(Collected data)
+ + + + +
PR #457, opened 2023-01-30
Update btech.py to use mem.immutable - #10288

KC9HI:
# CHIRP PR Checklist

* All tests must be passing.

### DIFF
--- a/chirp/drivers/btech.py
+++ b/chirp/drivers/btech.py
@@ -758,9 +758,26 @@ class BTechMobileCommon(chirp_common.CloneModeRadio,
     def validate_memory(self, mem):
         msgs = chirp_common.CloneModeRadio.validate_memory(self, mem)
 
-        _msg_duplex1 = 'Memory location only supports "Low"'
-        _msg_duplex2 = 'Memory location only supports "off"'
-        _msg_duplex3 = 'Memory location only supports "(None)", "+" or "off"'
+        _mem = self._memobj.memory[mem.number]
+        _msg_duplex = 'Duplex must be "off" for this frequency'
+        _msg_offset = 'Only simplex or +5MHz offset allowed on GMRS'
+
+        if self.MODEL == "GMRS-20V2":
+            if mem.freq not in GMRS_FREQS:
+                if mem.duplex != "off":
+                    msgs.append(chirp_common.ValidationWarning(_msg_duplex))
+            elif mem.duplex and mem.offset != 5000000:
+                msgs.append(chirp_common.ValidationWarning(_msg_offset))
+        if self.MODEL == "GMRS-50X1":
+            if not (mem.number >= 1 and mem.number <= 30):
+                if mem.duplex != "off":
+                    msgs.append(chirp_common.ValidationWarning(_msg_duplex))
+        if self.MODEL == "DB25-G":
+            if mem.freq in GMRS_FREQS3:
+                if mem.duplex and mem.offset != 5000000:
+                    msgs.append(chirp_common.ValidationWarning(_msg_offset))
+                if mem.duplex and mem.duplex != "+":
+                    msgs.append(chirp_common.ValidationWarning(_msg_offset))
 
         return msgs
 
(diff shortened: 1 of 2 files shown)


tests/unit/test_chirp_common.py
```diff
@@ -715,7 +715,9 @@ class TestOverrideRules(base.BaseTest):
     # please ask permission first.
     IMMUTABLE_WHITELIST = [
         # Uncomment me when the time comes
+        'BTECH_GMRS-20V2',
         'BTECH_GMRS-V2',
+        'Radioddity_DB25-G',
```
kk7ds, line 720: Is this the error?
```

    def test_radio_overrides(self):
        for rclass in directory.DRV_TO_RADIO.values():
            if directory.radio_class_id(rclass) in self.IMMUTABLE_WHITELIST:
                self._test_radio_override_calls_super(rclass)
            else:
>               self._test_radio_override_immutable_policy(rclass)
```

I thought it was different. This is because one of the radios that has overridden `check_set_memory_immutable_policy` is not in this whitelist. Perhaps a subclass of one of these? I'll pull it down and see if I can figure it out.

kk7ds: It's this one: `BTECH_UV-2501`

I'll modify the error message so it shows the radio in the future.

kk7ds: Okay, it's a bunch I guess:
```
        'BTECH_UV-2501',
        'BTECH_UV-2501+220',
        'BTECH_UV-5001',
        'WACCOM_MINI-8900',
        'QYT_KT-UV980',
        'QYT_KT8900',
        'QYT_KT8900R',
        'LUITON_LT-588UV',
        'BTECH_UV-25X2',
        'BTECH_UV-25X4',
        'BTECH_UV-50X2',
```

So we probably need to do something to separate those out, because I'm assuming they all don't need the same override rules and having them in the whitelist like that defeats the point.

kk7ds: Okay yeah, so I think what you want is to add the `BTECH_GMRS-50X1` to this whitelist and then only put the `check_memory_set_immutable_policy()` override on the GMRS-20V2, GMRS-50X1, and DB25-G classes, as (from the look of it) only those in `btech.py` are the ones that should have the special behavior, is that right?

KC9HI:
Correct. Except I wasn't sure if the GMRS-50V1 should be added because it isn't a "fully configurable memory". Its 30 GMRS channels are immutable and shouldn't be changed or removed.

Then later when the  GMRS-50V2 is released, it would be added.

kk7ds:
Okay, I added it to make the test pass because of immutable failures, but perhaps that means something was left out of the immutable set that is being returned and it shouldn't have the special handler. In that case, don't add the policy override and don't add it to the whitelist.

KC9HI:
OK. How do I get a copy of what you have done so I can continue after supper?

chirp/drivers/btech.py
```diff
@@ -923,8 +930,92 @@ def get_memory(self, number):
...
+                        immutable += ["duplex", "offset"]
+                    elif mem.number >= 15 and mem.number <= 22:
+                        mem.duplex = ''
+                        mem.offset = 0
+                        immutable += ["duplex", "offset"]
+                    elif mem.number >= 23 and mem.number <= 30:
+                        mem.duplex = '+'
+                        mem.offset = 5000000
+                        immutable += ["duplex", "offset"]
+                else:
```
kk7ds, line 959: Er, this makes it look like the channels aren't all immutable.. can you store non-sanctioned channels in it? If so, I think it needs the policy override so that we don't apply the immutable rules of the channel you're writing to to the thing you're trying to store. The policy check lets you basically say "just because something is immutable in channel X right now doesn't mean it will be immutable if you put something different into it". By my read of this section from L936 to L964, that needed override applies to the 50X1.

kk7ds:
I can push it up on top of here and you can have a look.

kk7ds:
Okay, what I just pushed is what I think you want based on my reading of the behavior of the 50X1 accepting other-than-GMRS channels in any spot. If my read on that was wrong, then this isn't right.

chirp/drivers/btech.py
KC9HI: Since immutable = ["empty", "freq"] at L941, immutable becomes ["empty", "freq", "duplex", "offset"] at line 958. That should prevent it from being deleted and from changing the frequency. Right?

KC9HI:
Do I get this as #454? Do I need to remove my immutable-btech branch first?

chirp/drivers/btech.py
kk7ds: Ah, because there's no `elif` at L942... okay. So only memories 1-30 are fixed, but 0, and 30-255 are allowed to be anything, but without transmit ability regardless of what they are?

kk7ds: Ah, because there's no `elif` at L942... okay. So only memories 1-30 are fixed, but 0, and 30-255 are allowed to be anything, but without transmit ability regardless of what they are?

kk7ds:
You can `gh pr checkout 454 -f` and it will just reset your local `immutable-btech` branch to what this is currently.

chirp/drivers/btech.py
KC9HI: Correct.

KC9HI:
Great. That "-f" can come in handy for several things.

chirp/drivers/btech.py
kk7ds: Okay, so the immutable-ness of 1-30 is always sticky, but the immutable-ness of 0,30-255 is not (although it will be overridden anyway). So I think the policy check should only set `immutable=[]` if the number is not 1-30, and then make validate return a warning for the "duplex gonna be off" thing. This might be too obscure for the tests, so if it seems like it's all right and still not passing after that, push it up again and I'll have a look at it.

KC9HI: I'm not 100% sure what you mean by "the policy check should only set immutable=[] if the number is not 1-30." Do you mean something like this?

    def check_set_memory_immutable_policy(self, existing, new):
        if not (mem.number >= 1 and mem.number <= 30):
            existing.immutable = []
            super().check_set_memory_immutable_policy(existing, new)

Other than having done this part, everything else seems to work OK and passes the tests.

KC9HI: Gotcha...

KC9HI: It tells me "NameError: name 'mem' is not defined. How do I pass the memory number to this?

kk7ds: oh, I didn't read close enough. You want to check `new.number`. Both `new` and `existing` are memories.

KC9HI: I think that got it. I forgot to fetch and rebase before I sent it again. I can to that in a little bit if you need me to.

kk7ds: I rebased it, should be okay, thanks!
+ + + + +
■ What is expected
The records above must be retyped in full. Keep each one exactly as it is.

■ Result for this exercise
PR #457, opened 2023-01-30
Update btech.py to use mem.immutable - #10288

KC9HI:
# CHIRP PR Checklist

* All tests must be passing.

### DIFF
--- a/chirp/drivers/btech.py
+++ b/chirp/drivers/btech.py
@@ -758,9 +758,26 @@ class BTechMobileCommon(chirp_common.CloneModeRadio,
     def validate_memory(self, mem):
         msgs = chirp_common.CloneModeRadio.validate_memory(self, mem)
 
-        _msg_duplex1 = 'Memory location only supports "Low"'
-        _msg_duplex2 = 'Memory location only supports "off"'
-        _msg_duplex3 = 'Memory location only supports "(None)", "+" or "off"'
+        _mem = self._memobj.memory[mem.number]
+        _msg_duplex = 'Duplex must be "off" for this frequency'
+        _msg_offset = 'Only simplex or +5MHz offset allowed on GMRS'
+
+        if self.MODEL == "GMRS-20V2":
+            if mem.freq not in GMRS_FREQS:
+                if mem.duplex != "off":
+                    msgs.append(chirp_common.ValidationWarning(_msg_duplex))
+            elif mem.duplex and mem.offset != 5000000:
+                msgs.append(chirp_common.ValidationWarning(_msg_offset))
+        if self.MODEL == "GMRS-50X1":
+            if not (mem.number >= 1 and mem.number <= 30):
+                if mem.duplex != "off":
+                    msgs.append(chirp_common.ValidationWarning(_msg_duplex))
+        if self.MODEL == "DB25-G":
+            if mem.freq in GMRS_FREQS3:
+                if mem.duplex and mem.offset != 5000000:
+                    msgs.append(chirp_common.ValidationWarning(_msg_offset))
+                if mem.duplex and mem.duplex != "+":
+                    msgs.append(chirp_common.ValidationWarning(_msg_offset))
 
         return msgs
 
(diff shortened: 1 of 2 files shown)


tests/unit/test_chirp_common.py
```diff
@@ -715,7 +715,9 @@ class TestOverrideRules(base.BaseTest):
     # please ask permission first.
     IMMUTABLE_WHITELIST = [
         # Uncomment me when the time comes
+        'BTECH_GMRS-20V2',
         'BTECH_GMRS-V2',
+        'Radioddity_DB25-G',
```
kk7ds, line 720: Is this the error?
```

    def test_radio_overrides(self):
        for rclass in directory.DRV_TO_RADIO.values():
            if directory.radio_class_id(rclass) in self.IMMUTABLE_WHITELIST:
                self._test_radio_override_calls_super(rclass)
            else:
>               self._test_radio_override_immutable_policy(rclass)
```

I thought it was different. This is because one of the radios that has overridden `check_set_memory_immutable_policy` is not in this whitelist. Perhaps a subclass of one of these? I'll pull it down and see if I can figure it out.

kk7ds: It's this one: `BTECH_UV-2501`

I'll modify the error message so it shows the radio in the future.

kk7ds: Okay, it's a bunch I guess:
```
        'BTECH_UV-2501',
        'BTECH_UV-2501+220',
        'BTECH_UV-5001',
        'WACCOM_MINI-8900',
        'QYT_KT-UV980',
        'QYT_KT8900',
        'QYT_KT8900R',
        'LUITON_LT-588UV',
        'BTECH_UV-25X2',
        'BTECH_UV-25X4',
        'BTECH_UV-50X2',
```

So we probably need to do something to separate those out, because I'm assuming they all don't need the same override rules and having them in the whitelist like that defeats the point.

kk7ds: Okay yeah, so I think what you want is to add the `BTECH_GMRS-50X1` to this whitelist and then only put the `check_memory_set_immutable_policy()` override on the GMRS-20V2, GMRS-50X1, and DB25-G classes, as (from the look of it) only those in `btech.py` are the ones that should have the special behavior, is that right?

KC9HI:
Correct. Except I wasn't sure if the GMRS-50V1 should be added because it isn't a "fully configurable memory". Its 30 GMRS channels are immutable and shouldn't be changed or removed.

Then later when the  GMRS-50V2 is released, it would be added.

kk7ds:
Okay, I added it to make the test pass because of immutable failures, but perhaps that means something was left out of the immutable set that is being returned and it shouldn't have the special handler. In that case, don't add the policy override and don't add it to the whitelist.

KC9HI:
OK. How do I get a copy of what you have done so I can continue after supper?

chirp/drivers/btech.py
```diff
@@ -923,8 +930,92 @@ def get_memory(self, number):
...
+                        immutable += ["duplex", "offset"]
+                    elif mem.number >= 15 and mem.number <= 22:
+                        mem.duplex = ''
+                        mem.offset = 0
+                        immutable += ["duplex", "offset"]
+                    elif mem.number >= 23 and mem.number <= 30:
+                        mem.duplex = '+'
+                        mem.offset = 5000000
+                        immutable += ["duplex", "offset"]
+                else:
```
kk7ds, line 959: Er, this makes it look like the channels aren't all immutable.. can you store non-sanctioned channels in it? If so, I think it needs the policy override so that we don't apply the immutable rules of the channel you're writing to to the thing you're trying to store. The policy check lets you basically say "just because something is immutable in channel X right now doesn't mean it will be immutable if you put something different into it". By my read of this section from L936 to L964, that needed override applies to the 50X1.

kk7ds:
I can push it up on top of here and you can have a look.

kk7ds:
Okay, what I just pushed is what I think you want based on my reading of the behavior of the 50X1 accepting other-than-GMRS channels in any spot. If my read on that was wrong, then this isn't right.

chirp/drivers/btech.py
KC9HI: Since immutable = ["empty", "freq"] at L941, immutable becomes ["empty", "freq", "duplex", "offset"] at line 958. That should prevent it from being deleted and from changing the frequency. Right?

KC9HI:
Do I get this as #454? Do I need to remove my immutable-btech branch first?

chirp/drivers/btech.py
kk7ds: Ah, because there's no `elif` at L942... okay. So only memories 1-30 are fixed, but 0, and 30-255 are allowed to be anything, but without transmit ability regardless of what they are?

kk7ds: Ah, because there's no `elif` at L942... okay. So only memories 1-30 are fixed, but 0, and 30-255 are allowed to be anything, but without transmit ability regardless of what they are?

kk7ds:
You can `gh pr checkout 454 -f` and it will just reset your local `immutable-btech` branch to what this is currently.

chirp/drivers/btech.py
KC9HI: Correct.

KC9HI:
Great. That "-f" can come in handy for several things.

chirp/drivers/btech.py
kk7ds: Okay, so the immutable-ness of 1-30 is always sticky, but the immutable-ness of 0,30-255 is not (although it will be overridden anyway). So I think the policy check should only set `immutable=[]` if the number is not 1-30, and then make validate return a warning for the "duplex gonna be off" thing. This might be too obscure for the tests, so if it seems like it's all right and still not passing after that, push it up again and I'll have a look at it.

KC9HI: I'm not 100% sure what you mean by "the policy check should only set immutable=[] if the number is not 1-30." Do you mean something like this?

    def check_set_memory_immutable_policy(self, existing, new):
        if not (mem.number >= 1 and mem.number <= 30):
            existing.immutable = []
            super().check_set_memory_immutable_policy(existing, new)

Other than having done this part, everything else seems to work OK and passes the tests.

KC9HI: Gotcha...

KC9HI: It tells me "NameError: name 'mem' is not defined. How do I pass the memory number to this?

kk7ds: oh, I didn't read close enough. You want to check `new.number`. Both `new` and `existing` are memories.

KC9HI: I think that got it. I forgot to fetch and rebase before I sent it again. I can to that in a little bit if you need me to.

kk7ds: I rebased it, should be okay, thanks!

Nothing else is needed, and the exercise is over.